The authors also discuss the ecological implications of these patterns of trade, arguing that unsustainably high consumption in the North is mostly supported by net appropriation of resources from the South, meaning that negative environmental impacts often take place in the South for the benefit of the North.

The paper also converts the net flows of resources to monetary terms using multiple methods. When resources are priced according to global North prices (as opposed to global average), the estimated drain in 2015 was $10.8 trillion - enough to end extreme poverty 70 times over. This financial representation of the scale of the drain is not reflected in the actual exchange of money between North and South. On the contrary, the authors note that the actual monetary trade deficit between North and South (i.e. the difference in money received by the South and by the North through trade between the two regions) is very small (about 1% of global trade) and that its direction fluctuates. Hence, they conclude, the large net transfer of resources from the South to the North is essentially free to the North.

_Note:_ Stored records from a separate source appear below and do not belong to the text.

PR #841, opened 2021-07-10
Feature/goto preview

MatthiasX86:
Thought this would be a great addition. Thanks to such great work by https://github.com/rmagatti

https://github.com/rmagatti/goto-preview


abzcoding:
I think this is not a core feature and users can add them to their `user_plugins` if they want to as explained [here](https://github.com/ChristianChiarulli/LunarVim/wiki/Installing-Plugins#user-defined-plugins).

abzcoding:
Since the other PR got merged, I'm guessing this will not be merged , but just in case added this to [wiki](https://github.com/ChristianChiarulli/LunarVim/wiki/Example-plugin-configurations#goto-preview)

PR #845, opened 2021-07-10
Fallback Formatters

abzcoding:
to change the formatter for each lang:
```lua
-- lv-config.lua file

O.lang.python.formatter = { Formatter.black, Formatter.yapf }
```

to declare and use a new formatter:
```lua
-- lv-config.lua file
Formatter.sth = {
  exe = "stuff",
  args = {},
}

O.lang.python.formatter = {Formatter.sth, Formatter.black}
```


abzcoding:
@ChristianChiarulli I think this ready now

lua/lv-formatter/init.lua
```diff
@@ -11,8 +11,8 @@ if O.format_on_save then
   }
 end
 
--- check if formatter has been defined for the language or not
-local function formatter_exists(lang_formatter)
+-- check if formatter configuration is available inside `Formatter` in default-config.lua or not
+local function fmt_conf_present(lang_formatter)
```
Tastyep, line 15: Since basically this is `return lang_formatter != nil`, remove the function and replace the calls with the condition

lua/lv-formatter/init.lua
```diff
@@ -22,27 +22,38 @@ local function formatter_exists(lang_formatter)
...
-local function formatter_return(lang_formatter)
-  return {
-    exe = lang_formatter.exe,
-    args = lang_formatter.args,
-    stdin = not (lang_formatter.stdin ~= nil),
-  }
+-- returns default formatter for given language. reads from `O.lang.*.formatter` in default-config.lua
+local function default_formatter(formatter_list)
+  for _, selected_formatter in pairs(formatter_list) do
+    if fmt_conf_present(selected_formatter) then
```
Tastyep, line 28: (Just a detail from a style nazi) I like to fail early instead of wrapping the whole code in the condition, it makes code easier to read since it reduces imbrications.
```
for loop_condition do
  if condition do
    code logic
  end
end

Becomes

for loop_condition do
  if not condition do
    return or continue
  end
  code logic
end
```

Tastyep (changes requested):
I've not yet tested it, I'll give it a shot later ;)

lua/lv-formatter/init.lua
abzcoding: it also checks for `exe` and `args` to be filled as well

lua/lv-formatter/init.lua
abzcoding: i'm going through a couple of formatters and return the first available one
if none of theme where available, then i want to `return {}`
but updated this part a bit

abzcoding:
@Tastyep thank you for reviewing this, but chris want to do it another way so we won't merge it probably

The authors discuss several forms of power that maintain the system of unequal exchange, including:

  • Northern firms can use their monopolist (being the only seller) and monopsonist (being the only buyer) power to keep Southern suppliers’ prices low while keeping final prices high.
  • Patents, 97% of which are held by corporations in high-income countries, support monopoly power.
  • High-income countries exert more power over economic policy decisions through their majority of votes in the World Bank and International Monetary Fund; in the World Trade Organization, the level of bargaining power is set by market size.
  • Subsidised agricultural exports from the North undercut subsistence economies in the South.
  • Wage convergence between the South and North is prevented by the difficulty of migrating across militarised borders.
  • The IMF has imposed structural adjustment programmes that limit the public sector as well as labour and environmental regulations.
  • Various trade agreements have prevented the South from protecting its young industries, making it hard for the South to develop industrial capacity that is not controlled by global actors.

 

Abstract

Unequal exchange theory posits that economic growth in the “advanced economies” of the global North relies on a large net appropriation of resources and labour from the global South, extracted through price differentials in international trade. Past attempts to estimate the scale and value of this drain have faced a number of conceptual and empirical limitations, and have been unable to capture the upstream resources and labour embodied in traded goods. Here we use environmental input-output data and footprint analysis to quantify the physical scale of net appropriation from the South in terms of embodied resources and labour over the period 1990 to 2015. We then represent the value of appropriated resources in terms of prevailing market prices. Our results show that in 2015 the North net appropriated from the South 12 billion tons of embodied raw material equivalents, 822 million hectares of embodied land, 21 exajoules of embodied energy, and 188 million person-years of embodied labour, worth $10.8 trillion in Northern prices – enough to end extreme poverty 70 times over. Over the whole period, drain from the South totalled $242 trillion (constant 2010 USD). This drain represents a significant windfall for the global North, equivalent to a quarter of Northern GDP. For comparison, we also report drain in global average prices. Using this method, we find that the South’s losses due to unequal exchange outstrip their total aid receipts over the period by a factor of 30. Our analysis confirms that unequal exchange is a significant driver of global inequality, uneven development, and ecological breakdown.

 

Reference

Hickel, J., Dorninger, C., Wieland, H. and Suwandi, I., 2022. Imperialist appropriation in the world economy: Drain from the global South through unequal exchange, 1990–2015. Global Environmental Change, 73, p.102467.